#### AVAILABLE RECORDS
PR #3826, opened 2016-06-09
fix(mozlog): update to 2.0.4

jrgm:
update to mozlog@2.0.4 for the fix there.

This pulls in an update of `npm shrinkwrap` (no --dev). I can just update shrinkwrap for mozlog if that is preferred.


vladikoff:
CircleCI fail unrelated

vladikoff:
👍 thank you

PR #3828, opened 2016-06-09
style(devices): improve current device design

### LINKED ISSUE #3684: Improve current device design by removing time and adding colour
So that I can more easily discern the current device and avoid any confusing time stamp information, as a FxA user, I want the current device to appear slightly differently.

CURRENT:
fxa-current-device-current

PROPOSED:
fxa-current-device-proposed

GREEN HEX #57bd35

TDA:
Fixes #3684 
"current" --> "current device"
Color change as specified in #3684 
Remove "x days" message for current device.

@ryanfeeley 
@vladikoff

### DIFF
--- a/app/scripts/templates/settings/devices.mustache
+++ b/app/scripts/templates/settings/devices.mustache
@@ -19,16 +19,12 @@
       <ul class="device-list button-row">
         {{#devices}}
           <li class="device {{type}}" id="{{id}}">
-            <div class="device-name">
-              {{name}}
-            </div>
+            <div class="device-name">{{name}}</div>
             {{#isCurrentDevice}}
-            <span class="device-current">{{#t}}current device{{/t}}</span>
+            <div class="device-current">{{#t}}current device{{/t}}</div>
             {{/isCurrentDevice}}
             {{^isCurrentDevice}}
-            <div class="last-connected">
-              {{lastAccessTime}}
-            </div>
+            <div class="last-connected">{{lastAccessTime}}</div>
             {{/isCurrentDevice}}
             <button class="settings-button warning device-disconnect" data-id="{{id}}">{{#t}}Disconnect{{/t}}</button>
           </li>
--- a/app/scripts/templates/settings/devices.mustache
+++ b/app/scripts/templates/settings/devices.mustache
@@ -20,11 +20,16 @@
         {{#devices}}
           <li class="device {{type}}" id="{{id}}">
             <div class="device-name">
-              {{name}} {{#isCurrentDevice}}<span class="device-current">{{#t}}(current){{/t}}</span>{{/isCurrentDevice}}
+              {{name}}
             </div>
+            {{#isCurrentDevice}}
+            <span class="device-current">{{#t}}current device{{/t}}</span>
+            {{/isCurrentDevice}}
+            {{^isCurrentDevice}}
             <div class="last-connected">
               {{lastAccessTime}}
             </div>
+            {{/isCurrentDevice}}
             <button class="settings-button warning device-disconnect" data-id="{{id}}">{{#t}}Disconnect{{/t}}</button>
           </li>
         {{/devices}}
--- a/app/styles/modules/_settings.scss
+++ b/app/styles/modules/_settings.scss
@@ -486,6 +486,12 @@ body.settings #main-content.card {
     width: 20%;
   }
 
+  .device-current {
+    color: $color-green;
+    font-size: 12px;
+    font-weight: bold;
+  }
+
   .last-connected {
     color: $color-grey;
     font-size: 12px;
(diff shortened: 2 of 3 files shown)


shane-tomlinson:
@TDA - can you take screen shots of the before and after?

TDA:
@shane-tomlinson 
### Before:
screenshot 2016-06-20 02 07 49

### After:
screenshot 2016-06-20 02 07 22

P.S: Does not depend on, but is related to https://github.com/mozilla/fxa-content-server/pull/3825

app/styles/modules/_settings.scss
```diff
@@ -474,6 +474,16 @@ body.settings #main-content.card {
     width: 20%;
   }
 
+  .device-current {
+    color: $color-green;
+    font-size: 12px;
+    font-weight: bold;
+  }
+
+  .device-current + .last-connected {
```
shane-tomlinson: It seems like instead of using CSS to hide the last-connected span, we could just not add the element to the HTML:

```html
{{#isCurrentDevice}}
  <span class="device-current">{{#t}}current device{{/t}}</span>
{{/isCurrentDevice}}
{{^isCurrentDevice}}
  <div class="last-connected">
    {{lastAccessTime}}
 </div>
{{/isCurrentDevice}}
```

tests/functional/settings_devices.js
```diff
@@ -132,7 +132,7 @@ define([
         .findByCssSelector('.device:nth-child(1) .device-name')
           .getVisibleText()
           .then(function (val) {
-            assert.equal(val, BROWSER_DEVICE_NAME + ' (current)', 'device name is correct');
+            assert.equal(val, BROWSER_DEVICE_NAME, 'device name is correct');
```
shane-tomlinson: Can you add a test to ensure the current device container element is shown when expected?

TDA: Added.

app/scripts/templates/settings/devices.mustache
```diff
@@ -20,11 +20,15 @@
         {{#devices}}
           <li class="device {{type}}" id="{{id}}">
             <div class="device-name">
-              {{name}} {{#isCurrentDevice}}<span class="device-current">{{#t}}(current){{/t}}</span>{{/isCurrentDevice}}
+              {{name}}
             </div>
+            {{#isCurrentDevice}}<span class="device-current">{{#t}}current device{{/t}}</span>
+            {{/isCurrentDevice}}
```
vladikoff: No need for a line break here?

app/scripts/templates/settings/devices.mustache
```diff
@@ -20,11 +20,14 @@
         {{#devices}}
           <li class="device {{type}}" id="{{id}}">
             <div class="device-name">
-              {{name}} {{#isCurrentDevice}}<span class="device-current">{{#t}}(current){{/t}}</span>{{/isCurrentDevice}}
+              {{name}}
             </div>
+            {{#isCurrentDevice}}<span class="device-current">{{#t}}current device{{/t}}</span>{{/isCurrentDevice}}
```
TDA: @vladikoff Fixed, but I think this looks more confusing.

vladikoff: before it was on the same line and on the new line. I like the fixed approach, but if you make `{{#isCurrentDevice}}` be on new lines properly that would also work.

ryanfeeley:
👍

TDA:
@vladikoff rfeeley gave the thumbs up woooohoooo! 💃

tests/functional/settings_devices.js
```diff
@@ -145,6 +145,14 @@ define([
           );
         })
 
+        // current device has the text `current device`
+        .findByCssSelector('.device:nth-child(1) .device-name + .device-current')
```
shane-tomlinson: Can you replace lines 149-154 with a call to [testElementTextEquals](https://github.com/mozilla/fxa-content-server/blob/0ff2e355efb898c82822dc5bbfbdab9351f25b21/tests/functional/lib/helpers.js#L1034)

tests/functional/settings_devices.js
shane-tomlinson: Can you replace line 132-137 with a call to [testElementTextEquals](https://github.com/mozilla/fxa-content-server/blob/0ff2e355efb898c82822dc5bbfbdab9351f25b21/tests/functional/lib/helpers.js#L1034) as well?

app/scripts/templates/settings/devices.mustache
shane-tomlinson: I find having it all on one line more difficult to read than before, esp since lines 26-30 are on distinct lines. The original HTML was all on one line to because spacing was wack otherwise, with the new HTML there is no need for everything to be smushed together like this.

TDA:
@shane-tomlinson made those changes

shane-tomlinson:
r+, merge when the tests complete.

#### ACTIVITY
Which lines of the data above contain the string "mozlog"? Copy each of them.

#### TASK OUTPUT
fix(mozlog): update to 2.0.4
update to mozlog@2.0.4 for the fix there.
This pulls in an update of `npm shrinkwrap` (no --dev). I can just update shrinkwrap for mozlog if that is preferred.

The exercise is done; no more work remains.